• Task material:
+--

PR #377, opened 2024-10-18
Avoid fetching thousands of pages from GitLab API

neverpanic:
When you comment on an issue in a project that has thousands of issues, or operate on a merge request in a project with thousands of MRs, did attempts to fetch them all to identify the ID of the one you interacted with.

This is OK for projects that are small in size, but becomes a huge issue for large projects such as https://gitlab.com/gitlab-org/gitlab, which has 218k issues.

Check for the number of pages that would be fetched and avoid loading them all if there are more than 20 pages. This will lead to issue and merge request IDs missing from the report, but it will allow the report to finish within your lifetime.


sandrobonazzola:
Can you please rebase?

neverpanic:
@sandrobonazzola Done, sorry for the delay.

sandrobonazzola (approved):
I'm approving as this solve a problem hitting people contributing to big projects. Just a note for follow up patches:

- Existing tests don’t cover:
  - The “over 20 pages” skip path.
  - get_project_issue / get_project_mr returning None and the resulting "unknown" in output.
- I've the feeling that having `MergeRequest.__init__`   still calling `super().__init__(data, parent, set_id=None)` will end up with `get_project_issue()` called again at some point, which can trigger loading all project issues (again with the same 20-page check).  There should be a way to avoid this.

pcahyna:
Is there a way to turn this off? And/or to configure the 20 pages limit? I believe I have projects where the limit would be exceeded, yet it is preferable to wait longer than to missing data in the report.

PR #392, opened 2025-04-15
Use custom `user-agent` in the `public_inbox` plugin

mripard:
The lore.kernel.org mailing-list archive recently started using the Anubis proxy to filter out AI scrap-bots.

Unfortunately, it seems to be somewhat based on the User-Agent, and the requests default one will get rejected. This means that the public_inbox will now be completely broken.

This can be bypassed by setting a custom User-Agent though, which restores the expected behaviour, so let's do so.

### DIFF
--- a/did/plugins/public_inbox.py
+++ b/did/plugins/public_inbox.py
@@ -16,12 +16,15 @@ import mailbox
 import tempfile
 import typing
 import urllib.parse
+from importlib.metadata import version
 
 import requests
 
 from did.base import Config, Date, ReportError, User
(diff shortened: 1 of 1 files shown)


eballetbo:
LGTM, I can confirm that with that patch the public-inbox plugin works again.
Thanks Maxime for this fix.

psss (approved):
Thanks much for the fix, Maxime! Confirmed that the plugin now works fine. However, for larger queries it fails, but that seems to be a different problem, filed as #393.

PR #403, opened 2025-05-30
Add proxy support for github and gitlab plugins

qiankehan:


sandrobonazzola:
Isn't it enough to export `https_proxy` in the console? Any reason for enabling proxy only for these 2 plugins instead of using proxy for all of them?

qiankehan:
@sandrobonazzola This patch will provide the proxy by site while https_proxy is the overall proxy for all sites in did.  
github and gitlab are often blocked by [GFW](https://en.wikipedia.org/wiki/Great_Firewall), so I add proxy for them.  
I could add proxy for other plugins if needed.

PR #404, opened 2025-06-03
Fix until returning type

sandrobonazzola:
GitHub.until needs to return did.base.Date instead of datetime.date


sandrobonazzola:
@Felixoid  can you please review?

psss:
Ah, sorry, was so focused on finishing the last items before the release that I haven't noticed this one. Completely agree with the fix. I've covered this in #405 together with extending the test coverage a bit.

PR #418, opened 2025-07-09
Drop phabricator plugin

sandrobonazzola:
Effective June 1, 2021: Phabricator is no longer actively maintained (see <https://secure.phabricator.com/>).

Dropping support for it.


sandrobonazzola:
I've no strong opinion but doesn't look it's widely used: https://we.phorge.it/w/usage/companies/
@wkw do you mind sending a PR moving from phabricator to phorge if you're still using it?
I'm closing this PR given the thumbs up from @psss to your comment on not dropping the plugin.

+--

• Brief: Report every line of the records that contains the word "longer".

• Solution to this task:
Is there a way to turn this off? And/or to configure the 20 pages limit? I believe I have projects where the limit would be exceeded, yet it is preferable to wait longer than to missing data in the report.
Effective June 1, 2021: Phabricator is no longer actively maintained (see <https://secure.phabricator.com/>).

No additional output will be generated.